The question is almost a spiritual one. Enough for what? For whom? By what criteria? According to what formulation or cultural expectation? Yet, it nags me constantly, like an itch that refuses to heal.

Ultimately, it is we alone who must define and decide if we are 'enough' or if we are 'accomplishing enough'. We can (and often do) try to meet other people's expectations, but those expectations are about their perceptions of this life, not ours and it is us who must live our own lives. We can (and again, often do) compare ourselves and our accomplishments to others around us, especially those in our educational and self-perceived economic 'class', but our lives are shaped by the conditions under which we have survived and prospered.
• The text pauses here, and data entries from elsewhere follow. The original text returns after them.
PR #4994, opened 2023-11-13
Check connect only once, with elemIdx instead of cart

aritorto:
To process intersections only once, Cartesian indices were used. When LGRs, two neighbors might have the same Cartesian index. Now, checking that each intersection is considered only once is done via element indices.


aritorto:

blattms:
Perfect. Thanks a lot. In it goes.

PR #4995, opened 2023-11-13
Lgrs neighbors considered in removeSmallNonCart

aritorto:
All neighbors in each LGR (if existent) are Cartesian neighbors on the level grid representing the LGR. 
When elements on the leaf grid view have the same parent cell, then their Cartesian Index on the leaf grid View coincide. 
This case is also taken into account in removeSmallNonCartesianTransmissibilities_().


aritorto:

PR #4996, opened 2023-11-14
Fix wdfac and d factor in comdat

totto82:
Depends on https://github.com/OPM/opm-common/pull/3773


opm/simulators/wells/MultisegmentWell_impl.hpp
```diff
@@ -868,9 +868,10 @@ namespace Opm
                 }
             }
             // injecting connections total volumerates at standard conditions
-            const Value factor = total_mob / volume_ratio;
             for (int componentIdx = 0; componentIdx < this->numComponents(); ++componentIdx) {
-                cq_s[componentIdx] = - Tw[componentIdx] * cmix_s[componentIdx] * factor * drawdown;
+                const Value cqt_i = - Tw[componentIdx] * (total_mob * drawdown);
+                Value cqt_is = cqt_i / volume_ratio;
+                cq_s[componentIdx] = cmix_s[componentIdx] * cqt_is;
             }
```
totto82, line 875: For some reason the slight difference in the order of the operations to avoid computing the total_mob/volume_ratio factor for every component resulted in test failures in almost all the tests. I thus went back to the original order of operations.

bska (approved):

mbmfer:
Hi, I can see that the issue with unrecognized rate dependent skin setting has been addressed in the past. Can you please let me know how I can incorporate this into the 2023.04 version of Flow?. Thanks a lot.

bska:
> I can see that the issue with unrecognized rate dependent skin setting has been addressed in the past.

Flow-dependent skin ("D-factors") is still very much in development, and we've merged new changes and bug-fixes for the feature to the development branches in just the past two hours as I'm typing this.  This feature is not available in any released/packaged version of the simulator.

> Can you please let me know how I can incorporate this into the 2023.04 version of Flow?

At this moment you essentially need to be running the very latest development version of the simulator to get support for `WDFAC`, `WDFACCOR`, and item 12 of `COMPDAT`.  Incorporating this into the 2023.04 version will, I suspect, require considerable effort and code changes and the ability to recompile the simulator from sources.  Unless you have experience doing such work, or are willing to put in the effort to learn this, then I would recommend against taking on the task.  I'm not the release manager, but I suspect the project won't create special-purpose binaries to preview this feature.

mbmfer:
Thanks Bard, Is version 2023.10 the very latest development version?

PR #4998, opened 2023-11-15
use stricter tolerances for WINJMULT_MSW/WINJDAM_MSW parallel tests

akva2:
so we can use standard rel_tol tolerances and not the very relaxed values currently in use

### DIFF
--- a/parallelTests.cmake
+++ b/parallelTests.cmake
@@ -177,17 +177,17 @@ add_test_compare_parallel_simulation(CASENAME winjmult_msw
                                      FILENAME WINJMULT_MSW
                                      SIMULATOR flow
                                      ABS_TOL ${abs_tol}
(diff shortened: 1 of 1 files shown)


akva2:
jenkins build this please

GitPaean:
It is good to be able to use ` standard rel_tol tolerances`.  Have you tried whether CPR linear solvers can help these cases?  (was inspired by https://github.com/OPM/opm-tests/pull/1092)

akva2:
not really and that would be a bit tangential to my current goal. we need to stabilize the tests (in particular WINJDAM_MSW) as they caused headache in https://github.com/OPM/opm-common/pull/3763

bska:
Closing this now as an equivalent change was merged as part of #4989.

PR #4999, opened 2023-11-15
Always check if wells on historic controls can be opened

vkip:
Ref https://github.com/OPM/opm-common/pull/3771


vkip:
jenkins build this please

GitPaean:
It might be something evolving and we keep adjusting later. The current form looks fine to me. We can update when more findings come later.

PR #5001, opened 2023-11-17
limiting the lower limit of 1 - rs*rv

GitPaean:
to do an urgent fix while refactoring the issue on a broader view, while needs much more investigation, discussion and testing.

It is likely we need more restrictive rs and rv than the following code can provide. 
```c++
            if (!props.rsmax_perf.empty() && mix[oilpos] > 1e-12) {
                rs = std::min(mix[gaspos] / mix[oilpos], props.rsmax_perf[perf]);
            }
            if (!props.rvmax_perf.empty() && mix[gaspos] > 1e-12) {
                rv = std::min(mix[oilpos] / mix[gaspos], props.rvmax_perf[perf]);
            }
```

And we should limit the rsmax or rvmax, and using mix to derive rs and rv can be non-physical.  It is possible `1. - rs*rv`  should not be so much smaller than 1., at least not in orders. 

This PR should not impact much results, except some extremely sensitive cases, but it should not make any running worse.

### DIFF
--- a/opm/simulators/wells/StandardWellConnections.cpp
+++ b/opm/simulators/wells/StandardWellConnections.cpp
@@ -212,7 +212,8 @@ computeDensities(const std::vector<Scalar>& perfComponentRates,
                 rv = std::min(mix[oilpos] / mix[gaspos], props.rvmax_perf[perf]);
             }
             const Scalar d = 1.0 - rs*rv;
-            if (d <= 0.0) {
+            constexpr Scalar epsilon = 1.e-5;
+            if (d <= epsilon) {
                 std::ostringstream sstr;
                 sstr << "Problematic d value " << d << " obtained for well " << well_.name()
                      << " during computeConnectionDensities with rs " << rs


GitPaean:
jenkins build this please

tskille:
This PR has been tested on a full field model in Equinor and results are good. Looking forward to getting this into master.

GitPaean:
> to do an urgent fix while refactoring the issue on a broader view, while needs much more investigation, discussion and testing.
> 
> It is likely we need more restrictive rs and rv than the following code can provide.
> 
> ```c++
>             if (!props.rsmax_perf.empty() && mix[oilpos] > 1e-12) {
>                 rs = std::min(mix[gaspos] / mix[oilpos], props.rsmax_perf[perf]);
>             }
>             if (!props.rvmax_perf.empty() && mix[gaspos] > 1e-12) {
>                 rv = std::min(mix[oilpos] / mix[gaspos], props.rvmax_perf[perf]);
>             }
> ```
> 
> And we should limit the rsmax or rvmax, and using mix to derive rs and rv can be non-physical. It is possible `1. - rs*rv` should not be so much smaller than 1., at least not in orders.
> 
> This PR should not impact much results, except some extremely sensitive cases, but it should not make any running worse.

It does not look like there is something straightforward to limit the `rs*rv` to be smaller than 1. in a physical meaningful way.

bska (commented):
> It does not look like there is something straightforward to limit the `rs*rv` to be smaller than 1. in a physical meaningful way.

Okay, but what's the point of this PR, then?  It replaces one (almost) arbitrary threshold value with another (almost) arbitrary threshold value.  Is there really not guiding principles here?

GitPaean:
>  Okay, but what's the point of this PR, then? It replaces one (almost) arbitrary threshold value with another (almost) arbitrary threshold value. Is there really not guiding principles here?

It fixes a running problem without fixing the root cause of the problem with a minimal code change. 

The original code is 

```c++
            const Scalar d = 1.0 - rs*rv;
            if (d <= 0.0) {
```

not sure whether it ever `d < 0.`, but it happens very often `d == 0.` for the well injection potential calculation.  When `d == 0.`, it means all the gas is dissolved in the oil and all the oil vaporize to the gas.  When `d == 0.`, the master branch basically continue with `rs == 0.` and `rv == 0.`, because it is nonphysical.  It happens often when calculating the well potentials of injectors with default BHP constraint (6812 barsa.)

The targeting scenario happens when `d` is on the level of 1.e-16 due to round error.  For that scenario, the connection gets really huge (e+16  - e+19) level fluid density. The well will be shut due to the huge connection pressure drop.  This PR basically make this scenario run without impacting the simulation result of master branch.  The PR should not make anything worse compared with the master branch while make the targeting case run. 

It indeed does not fix the root cause.  The root cause of the problem is the extrapolation of the PVT table to really high pressure resulting in very big rsmax and rvmax, or we should not update the connection density and pressure (explicit quantities) for the well potential calculations, or we should iterate multiple times to make sure the explicit quantities better quality (half implicit?). 

Let me know if you think the approach in the PR is helpful.  If not, I can look for other approaches.

GitPaean:
With some discussion, this PR is not favored. Closing it now.

PR #5003, opened 2023-11-17
Check if well was closed this step before re-opening during history

vkip:
Fix potential infinite loop introduced in https://github.com/OPM/opm-simulators/pull/4999 (sorry).


vkip:
jenkins build this please

GitPaean:
Thanks for the update.  I mistakenly assumed https://github.com/OPM/opm-simulators/pull/4999 was tested with the targeting case. It was also my fault. But I did realized there might be some adjustments coming based on testing findings. 

I am getting this PR in now.

PR #6254, opened 2025-05-09
fixed: pass by pointer instead of reference

akva2:
while harmless, as the result is unused, we currently deref a null ptr in serial builds. this causes issues for builds enabling cxxlib assertions


akva2:

PR #6258, opened 2025-05-09
fixing compilation with older gcc compiler (GCC 9.X)

GitPaean:
changing  friend class AdaptiveTimeStepping<TypeTag>::template SubStepIteration<Solver>;
to be     friend class SubStepIteration<Solver>;

It was reported by @ElyesAhmed and solution proposed by @bska .

### DIFF
--- a/opm/simulators/timestepping/AdaptiveTimeStepping.hpp
+++ b/opm/simulators/timestepping/AdaptiveTimeStepping.hpp
@@ -89,8 +89,6 @@ private:
     };
 
     // Forward declaration of SubStepIteration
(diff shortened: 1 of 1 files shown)


GitPaean:
jenkins build this please

akva2 (approved):
Fix is fine as such but for the record I'd rather see friend usage go altogether. That is a bigger refactor.

GitPaean:
> Fix is fine as such but for the record I'd rather see friend usage go altogether. That is a bigger refactor.

Thanks for the approval and jenkins is green. I am getting it in now.

PR #6259, opened 2025-05-09
Create Pull Request template

atgeirr:
Intended to remind developers to tag the PRs and give good descriptions.

### DIFF
--- a/pull_request_template.md
+++ b/pull_request_template.md
@@ -1,0 +1,6 @@
+Remember to tag the Pull Request with one of the manual: labels, this is required to merge a PR.
+
+Delete this template text and make a description of the PR that explains its user relevance,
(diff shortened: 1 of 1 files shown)


multitalentloes:
It may be a bit excessive, but we can also add checklists and similar as a part of the template.

- [X] Example
- [ ] of
- [X] checklist

A few standard checklists might give reviewers a very quick overview over what kind of pr it is, for instance what other OPM repositories do they depend on, or create a list of which other PRs it depends on etc. Checklists can also nudge people to have better programming habits if they for instance have a checklist of whether they have remembered to apply the clang formatter, is the git history rebased into something reasonable, if new functionality is added, have you also added tests etc... Not sure if most contributers and reviewers consider this useful or just bloat.

PR #6260, opened 2025-05-09
FvBaseAdLocalLinearizer: some janitoring

akva2:
Some janitoring in this class. Includes, avoid raw pointers, cosmetics, ...


bska (approved):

And, as I noted in my previous article on success, it is us alone who must define 'success'. If we focus solely upon economic success, the acquisition of the 'economic goodies' of this society, then many, probably most of us will come up short (not just sexual abuse survivors, but frankly most of the society, other than the wealthy, business owners, or upper-level managers). Those 'goodies' are indeed nice to have. As Philip Slater pointed out years ago in Earthwalk, having money is just fine -- it allows us to have some great things in life and pays for delightful experiences, but the problem is with a lack of money. In this society, that lacking can cause immense psychological pain and economic misery.

So, am I doing 'enough'? Am I accomplishing enough? Well, probably not, but more importantly, I'm doing the best I can, which is the best any of us can do. If it's not enough, if in the long run I end up in a flop house motel (unlikely, but possible), if I live out my waning social security years in relative poverty, the larger questions will be -- for me, anyway -- what kind of person have I become? Am I emotionally fulfilled, even if my belly is sometimes empty? Have I gained a degree of self-satisfaction and recovery from the PTSD of my childhood? Am I helping others as best I can? Am I continuing to take positive steps toward my healing? Am I continuing to live my life in the most ethical manner that I know how to manifest? If those answers are 'yes', then I'm accomplishing enough, or at least accomplishing the most that I can. If not, then I need to continue the work -- which, in the larger picture, I have to do anyway. There's no release from the Journey of Life, except death. And Elizabeth Kubler-Ross called even that 'the final stage of growth'.

I am and will always be a 'student of life'. That's the best I can do. If it's not 'enough', then it won't ever be 'enough'. And I will go to my grave with a heavy heart. But I must note, in closing, that I have less of a heavy heart than I did 20 years ago, and far less of a heavy heart that I had 40 years ago. I've 'made emotional recovery progress' and, for me, that's the right direction to be headed, whatever the outcome.